Assef non vedeva l’ora di poter usare contro Amir tutte le cose che
aveva scoperto
Assef non vedeva l’ora di poter usare contro Amir tutte
le cose che aveva scoperto. Baba si era rivelato una miniera di informazioni utilissime e, ad ogni
modo, era convinto di poter trarre ancora qualcosa da Hassan. Gli era parso che
il piccolo hazara non avesse del tutto condiviso la versione che Baba aveva
dato della storia del furto dell’orologio e immaginava
ci potesse essere dell’altro. Sarebbe venuto a saperlo, prima
o poi.
L’informazione
che aspettava gli giunse due sere dopo e, come aveva immaginato, proprio da
Hassan. Il servitore aveva terminato di fare il bucato e stendere i panni ed
era tornato nella stanza di Assef, non immaginandosi di trovarci il padrone.
“Sei qui, aghasahib…
Perdonami, non intendevo disturbarti” mormorò, preso
alla sprovvista. Nonostante i rapporti fossero molto migliorati fra loro, il
ragazzino era ancora piuttosto turbato in presenza del
suo giovane padrone.
“Non mi disturbi affatto. Anzi, volevo giusto farti una
domanda. È vero quello che mi ha raccontato Baba l’altro giorno, quando eravamo
a casa sua? Hai nascosto l’orologio e i soldi di Amir per avere la scusa di
andartene da un luogo che ti era diventato ostile?”
Hassan apparve
terribilmente mortificato. Arrossì violentemente e mille emozioni contrastanti
apparvero sul suo faccino da bambino.
“Non è andata proprio così. Aghasahib,
io non sono un ladro e non prenderei mai qualcosa che non è mio, nemmeno per
nasconderlo” rispose con un filo di voce. “Anche se Amir aghami trattava con cattiveria io non avrei mai fatto nulla contro di lui. Non posso
esserne sicuro, ma… penso che sia stato proprio lui a nascondere le sue cose
sotto il mio materasso. Erano sue, nessun altro avrebbe potuto farlo se non io
ed io non sono stato.”
“Mi stai dicendo la verità?” insisté Assef. Non che dubitasse della
parola di Hassan, che era sempre tanto sincero e leale da apparire patetico, ma
voleva essere sicuro di quello che aveva sentito. Gli sembrava troppo bello per essere vero. Amir aveva inanellato una serie di idiozie così lampanti che sarebbe stato un gioco da
ragazzi rivoltargliele tutte contro!
“Aghasahib,
io non ho mai toccato quegli oggetti, davvero. Non prendo la roba deglialtri. Io credo che… sia il
contrario di quello che ha detto Baba agha: è
stato Amir a prendere i suoi soldi e il suo orologio e metterli fra le mie cose
perché voleva che… che io e mio padre fossimo cacciati. Lui sapeva quanto Baba aghadisprezzi chi ruba e gli sarà sembrato
il modo migliore per liberarsi di me. Non mi poteva più sopportare da mesi,
ormai, me lo aveva fatto capire in tutti i modi.”

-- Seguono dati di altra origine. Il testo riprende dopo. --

PR #159, opened 2015-09-04
Improve plurals

mathjazz:
This changes a few things related to plurals:

1. Plural forms are displayed as CLDR values now (one, two, many...) with supscripted example number, calculated from plural rule.

2. For that to work, I had to add missing plural data for all locales. I also removed two unused (duplicate) locales and nplurals field, which can be calculated from the CLDR plurals list length.

@Osmose r?

### DIFF
--- a/pontoon/base/models.py
+++ b/pontoon/base/models.py
@@ -72,7 +72,6 @@ def validate_cldr(value):
 class Locale(models.Model):
     code = models.CharField(max_length=20, unique=True)
     name = models.CharField(max_length=128)
-    nplurals = models.SmallIntegerField(null=True, blank=True)
     plural_rule = models.CharField(max_length=128, blank=True)
 
     # CLDR Plurals
@@ -94,6 +93,16 @@ class Locale(models.Model):
         else:
             return map(int, self.cldr_plurals.split(','))
 
+    @classmethod
+    def cldr_plural_to_id(self, cldr_plural):
+        for i in self.CLDR_PLURALS:
+            if i[1] == cldr_plural:
+                return i[0]
+
+    @property
+    def nplurals(self):
+        return len(self.cldr_plurals_list())
+
     def __unicode__(self):
         return self.name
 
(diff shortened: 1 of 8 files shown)


pontoon/base/models.py
```diff
@@ -94,6 +93,16 @@ def cldr_plurals_list(self):
...
             return map(int, self.cldr_plurals.split(','))
 
+    @classmethod
+    def cldr_plural_to_id(self, cldr_plural):
+        for i in self.CLDR_PLURALS:
+            if i[1] == cldr_plural:
+                return i[0]
+
+    @property
+    def nplurals(self):
```
Osmose: This is great!

pontoon/base/models.py
```diff
@@ -94,6 +93,16 @@ def cldr_plurals_list(self):
         else:
             return map(int, self.cldr_plurals.split(','))
 
+    @classmethod
+    def cldr_plural_to_id(self, cldr_plural):
+        for i in self.CLDR_PLURALS:
```
Osmose: The only other Locale.CLDR_PLURALS used is in `validate_cldr`, and the way it's used there and here could be simplified if you made it a dict instead of a list. Then you could just use `.get()` to fetch the string and `in` to check if the integer is valid.

pontoon/base/static/js/translate_old.js
```diff
@@ -236,16 +236,16 @@ var Pontoon = (function (my) {
...
 
             if (nplurals === 2) {
-              examples[0] = 1;
-              examples[1] = 2;
+              examples = {0: 1, 1: 2};
+
             } else {
               while (Object.keys(examples).length < nplurals) {
-                rule = eval(this.locale.plural_rule);
+                var rule = eval(this.locale.plural_rule);
```
Osmose: Someday (not today) we should figure out a way to do this without `eval`.

pontoon/base/static/js/translate_old.js
```diff
@@ -253,9 +253,10 @@ var Pontoon = (function (my) {
               }
             }
 
-            $('#plural-tabs li a span').each(function(i) {
-              $(this).html(examples[i]);
-              return i < nplurals-1;
+            $.each(this.locale.cldr_plurals, function(i) {
+              $('#plural-tabs li:eq(' + i + ') a')
+                .find('span').html(CLDR_PLURALS[this]).end()
```
Osmose: Woah, I've never seen `end()` before. Cool!

Osmose:
If you could add some tests for the methods on the locale class it'd be nice, but I wouldn't call it required here.

r+, looks great! Really nice improvement.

Mentre parlava, lacrime silenziose cominciarono a scorrere sul
visino rotondo di Hassan. Quello che Amir gli aveva fatto lo faceva
ancora soffrire moltissimo, anche perché in realtà lui avrebbe tanto desiderato
che tutto potesse tornare come una volta. Amir gli mancava, gli mancava la sua vita di prima, quando era ancora un bambino
innocente che credeva nell’amicizia e nella lealtà della gente; aveva nostalgia
delle giornate passate a correre, giocare e leggere storie e del tempo in cui
credeva che Amir e lui fossero amici.
“Molto bene,
adesso è tutto chiaro” replicò Assef, lievemente innervosito dal fatto che il
piccolo hazara piangesse. “Amir è veramente una persona molto malvagia e mi
sembra assurdo che tu continui a prendertela tanto per lui. Cosa c’è da
piangere, adesso? Non ti trovi forse meglio qui con me? Non ti tratto bene, per
caso?”
“Ma sì, aghasahib, tu mi tratti benissimo e sei sempre gentile con
me. È una cosa diversa” Hassan non sapeva se sarebbe riuscito
a spiegare quello che provava. “Non potrei desiderare un padrone
migliore di te, aghasahib,
veramente. Ma io credevo che… ho sempre pensato che
Amir ed io fossimo amici, quasi fratelli. Quando ero con lui
dimenticavo di essere il suo servo e lo trattavo come un compagno di giochi.
Gli volevo bene e pensavo che lui volesse bene a me.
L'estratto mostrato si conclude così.